Ludwig Boltzmann fand Hegels Einlassungen zur Logik einer ernsthaften Kritik würdig: „Dies Logik zu nennen, kommt mir vor, wie wenn jemand, um eine Bergtour zu machen, ein so langes und faltenreiches Gewand anzöge, dass sich darin seine Füße fortwährend verwickelten und er schon bei den ersten Schritten in der Ebene hinfiele.“ (Auf einem Kongress in St. Louis 1904)
Analyse
Wir nehmen die Werkzeuge der Logiker und nähern uns damit dem ersten Beispiel, nämlich dem Satz „Ich mache es, um herauszufinden, warum ich es tue“. Offenbar weiß Gosling nicht, warum er „es“ (die Schauspielerei nämlich) tut. Diesen Sachverhalt bezeichne ich einmal mit A. Die Feststellung, dass er es tut, erhält das Symbol B. Die Aussage von Gosling unterstellt eine Kausalbeziehung, nämlich dass es einen Grund für sein Tun gibt und dass dieser Grund das Nichtwissen des Grundes ist, nämlich A. In Kürze: A → B.

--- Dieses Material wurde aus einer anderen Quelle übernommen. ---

PR #95, opened 2015-06-17
Bug fix, CLSCompliant(false) should be only applied to EF7.

rayao:
Sorry guys.


lewischeng-ms:
@rayao Looks good. Thanks.

PR #106, opened 2015-07-09
Add and enable Microsoft.OData.StyleCop custom rules

lewischeng-ms:


tools/src/Microsoft.OData.StyleCop/LineLengthRule.xml
```diff
@@ -0,0 +1,17 @@
+﻿<?xml version="1.0" encoding="utf-8" ?>
+<SourceAnalyzer Name="Microsoft.OData.StyleCop.LineLengthRule">
+  <Description>
+    Checks for lines that are too long.
+  </Description>
+  <Properties>
+    <IntegerProperty Name="LineLength" DefaultValue="-1" FriendlyName="Max Line Length"
```
karataliu: consider choose a valid default value? e.g. 80

lewischeng-ms: ok.

PR #108, opened 2015-07-13
Add LineSpaceRule to custom Style rule

lewischeng-ms:


lewischeng-ms:
Merged as https://github.com/OData/RESTier/commit/1e65a850b910bfcb53a0b9aadc1c09b36aea89ce

tools/src/Microsoft.OData.StyleCop/LineSpaceRule.cs
```diff
@@ -0,0 +1,81 @@
...
+                            csharpDocument.RootElement,
+                            lineNumber,
+                            TrailingWhiteSpacesRuleName);
+                    }
+
+                    if (checkTabIndentation)
+                    {
+                        foreach (var c in line)
+                        {
+                            if (!char.IsWhiteSpace(c))
```
congysu: Do we check `\t` in the middle?  Or it is good enough to check `\t` in the beginning.

lewischeng-ms: Here we only check leading tab indentation. If we need to check `\t` in the middle, we should set  up another rule to do this.

PR #109, opened 2015-07-14
Fix StyleCop issues that belong to CSharp.Layout

lewischeng-ms:


src/Microsoft.Restier.Core/Submit/ChangeSet.cs
```diff
@@ -52,7 +53,7 @@ public IList<ChangeSetEntry> Entries
         /// <summary>
         /// Gets or sets a value indicating whether an Entity has been added, modified, or deleted.
         /// </summary>
-        // TODO GitHubIssue#37 : make the ChangeSet 'dynamic' so it gets added to as things change during the flow
+        /// TODO GitHubIssue#37 : make the ChangeSet 'dynamic' so it gets added to as things change during the flow
```
congysu: `// TODO` on top of the `/// <summary>`?  Therefore, XML comments translation won't translate it.

lewischeng-ms: Good idea.

PR #110, opened 2015-07-14
Fix invalid spacing

lewischeng-ms:


src/Common.Stylecop
```diff
@@ -61,6 +61,15 @@
         </Rule>
       </Rules>
     </Analyzer>
+    <Analyzer AnalyzerId="Microsoft.StyleCop.CSharp.MaintainabilityRules">
+      <Rules>
+        <Rule Name="FileMayOnlyContainASingleClass">
```
congysu: Is this to suppress SA1402?

lewischeng-ms: Yes, there are many cases in RESTier to do so. Shall we follow this to separate those files to contain only one class per file?

congysu: Ok to me to suppress it for now.  Thanks.

src/Microsoft.Restier.WebApi/ODataDomainController.cs
```diff
@@ -50,7 +50,7 @@ protected ODataDomainController()
         }
 
         /// <summary>
-        /// Gets the <see cref="IDomain"/> interface of the domain of the <see cref="ODataDomainController"/>.
```
congysu: What is the issue with `<see cref="*`?

lewischeng-ms: @karataliu suggested that "Gets the interface of ..." is not proper so change to this statement.
P.S., this comment was originally not present and added by me several days ago. So it's OK to change the way expressing.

Gosling gibt also einen Grund für sein Tun an. Folglich ist der Grund bekannt und es gilt ¬A (Es ist nicht wahr, dass er nicht weiß, warum er es tut). Es gilt also gleichermaßen A und ¬A. Damit kommt vielleicht der Hegel-Geschulte zurecht, nicht aber der allgemeine Menschenverstand. Mir reicht es, das Gedankenknäuel entwirrt zu haben: Gosling ist entweder auf den Spuren der Monty-Python-Truppe gewandelt, oder er hat versehentlich Unsinn geredet; das kann ja mal passieren.
Ein Rätsel zum Schluss
Wie groß ist die Chance, dass Sie richtig liegen, wenn Sie auf diese Frage eine der folgenden Antworten rein zufällig auswählen?
(A) 25 %
(B) 0 %
(C) 25 %
(D) 50 %
Quelle: „Best Statistics Question Ever“ von Raymond Johnson, 20.10.2011.